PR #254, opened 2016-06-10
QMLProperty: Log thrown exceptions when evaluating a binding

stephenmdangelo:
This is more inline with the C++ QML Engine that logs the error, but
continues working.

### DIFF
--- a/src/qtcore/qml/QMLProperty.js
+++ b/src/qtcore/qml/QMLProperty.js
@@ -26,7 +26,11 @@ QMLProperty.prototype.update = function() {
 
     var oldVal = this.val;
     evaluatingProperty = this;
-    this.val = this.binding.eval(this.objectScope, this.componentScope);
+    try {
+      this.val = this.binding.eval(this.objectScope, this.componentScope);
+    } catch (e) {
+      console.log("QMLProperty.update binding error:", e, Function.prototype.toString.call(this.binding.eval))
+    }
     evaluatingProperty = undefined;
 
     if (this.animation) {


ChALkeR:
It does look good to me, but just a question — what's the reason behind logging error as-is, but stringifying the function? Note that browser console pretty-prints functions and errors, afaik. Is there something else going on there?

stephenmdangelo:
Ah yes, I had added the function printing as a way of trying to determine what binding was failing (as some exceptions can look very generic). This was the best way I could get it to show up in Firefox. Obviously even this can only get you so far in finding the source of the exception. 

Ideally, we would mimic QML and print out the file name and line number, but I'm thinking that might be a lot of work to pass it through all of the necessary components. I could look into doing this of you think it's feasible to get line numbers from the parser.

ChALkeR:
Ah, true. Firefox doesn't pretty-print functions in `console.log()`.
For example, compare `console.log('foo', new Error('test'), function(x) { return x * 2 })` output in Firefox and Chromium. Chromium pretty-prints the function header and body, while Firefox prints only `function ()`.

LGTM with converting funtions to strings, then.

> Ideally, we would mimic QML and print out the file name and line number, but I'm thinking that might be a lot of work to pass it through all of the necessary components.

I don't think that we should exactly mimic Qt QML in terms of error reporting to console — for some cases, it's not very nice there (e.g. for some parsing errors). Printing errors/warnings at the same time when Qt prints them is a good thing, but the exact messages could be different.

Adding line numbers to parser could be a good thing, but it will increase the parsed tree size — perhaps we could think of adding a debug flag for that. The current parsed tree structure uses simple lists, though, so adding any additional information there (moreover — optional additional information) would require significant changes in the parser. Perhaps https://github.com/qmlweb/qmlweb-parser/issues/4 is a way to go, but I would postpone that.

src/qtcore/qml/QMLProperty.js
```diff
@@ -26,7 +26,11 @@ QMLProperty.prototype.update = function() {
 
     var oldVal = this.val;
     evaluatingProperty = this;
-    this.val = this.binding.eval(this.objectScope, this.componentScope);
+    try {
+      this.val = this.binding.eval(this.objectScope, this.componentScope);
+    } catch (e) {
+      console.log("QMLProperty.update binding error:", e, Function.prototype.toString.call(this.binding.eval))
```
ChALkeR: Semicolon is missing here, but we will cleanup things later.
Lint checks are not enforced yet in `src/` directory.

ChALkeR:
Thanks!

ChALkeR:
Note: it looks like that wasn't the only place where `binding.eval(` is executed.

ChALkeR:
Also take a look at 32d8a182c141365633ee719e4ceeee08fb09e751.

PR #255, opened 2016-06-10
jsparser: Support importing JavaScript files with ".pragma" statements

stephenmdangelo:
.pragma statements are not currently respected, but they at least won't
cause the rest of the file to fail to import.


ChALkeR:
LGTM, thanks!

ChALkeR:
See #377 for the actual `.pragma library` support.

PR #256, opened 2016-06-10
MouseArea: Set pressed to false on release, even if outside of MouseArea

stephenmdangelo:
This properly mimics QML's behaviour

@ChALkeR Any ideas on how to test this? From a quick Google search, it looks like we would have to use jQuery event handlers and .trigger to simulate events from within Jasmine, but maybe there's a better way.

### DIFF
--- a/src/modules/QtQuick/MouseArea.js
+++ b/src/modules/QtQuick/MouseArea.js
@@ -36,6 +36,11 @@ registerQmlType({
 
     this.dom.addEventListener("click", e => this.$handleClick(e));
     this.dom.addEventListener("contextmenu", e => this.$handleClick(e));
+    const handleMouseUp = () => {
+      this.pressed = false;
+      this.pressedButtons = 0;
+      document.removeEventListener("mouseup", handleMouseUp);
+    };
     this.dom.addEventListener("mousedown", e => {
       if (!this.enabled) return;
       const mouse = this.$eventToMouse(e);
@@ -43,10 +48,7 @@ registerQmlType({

● ● ● ● ●

> _EXERCISE DETAILS_
For this exercise, find all lines in the records containing the word "pretty" and copy them.

> _YOUR SOLUTION_
It does look good to me, but just a question — what's the reason behind logging error as-is, but stringifying the function? Note that browser console pretty-prints functions and errors, afaik. Is there something else going on there?
Ah, true. Firefox doesn't pretty-print functions in `console.log()`.
For example, compare `console.log('foo', new Error('test'), function(x) { return x * 2 })` output in Firefox and Chromium. Chromium pretty-prints the function header and body, while Firefox prints only `function ()`.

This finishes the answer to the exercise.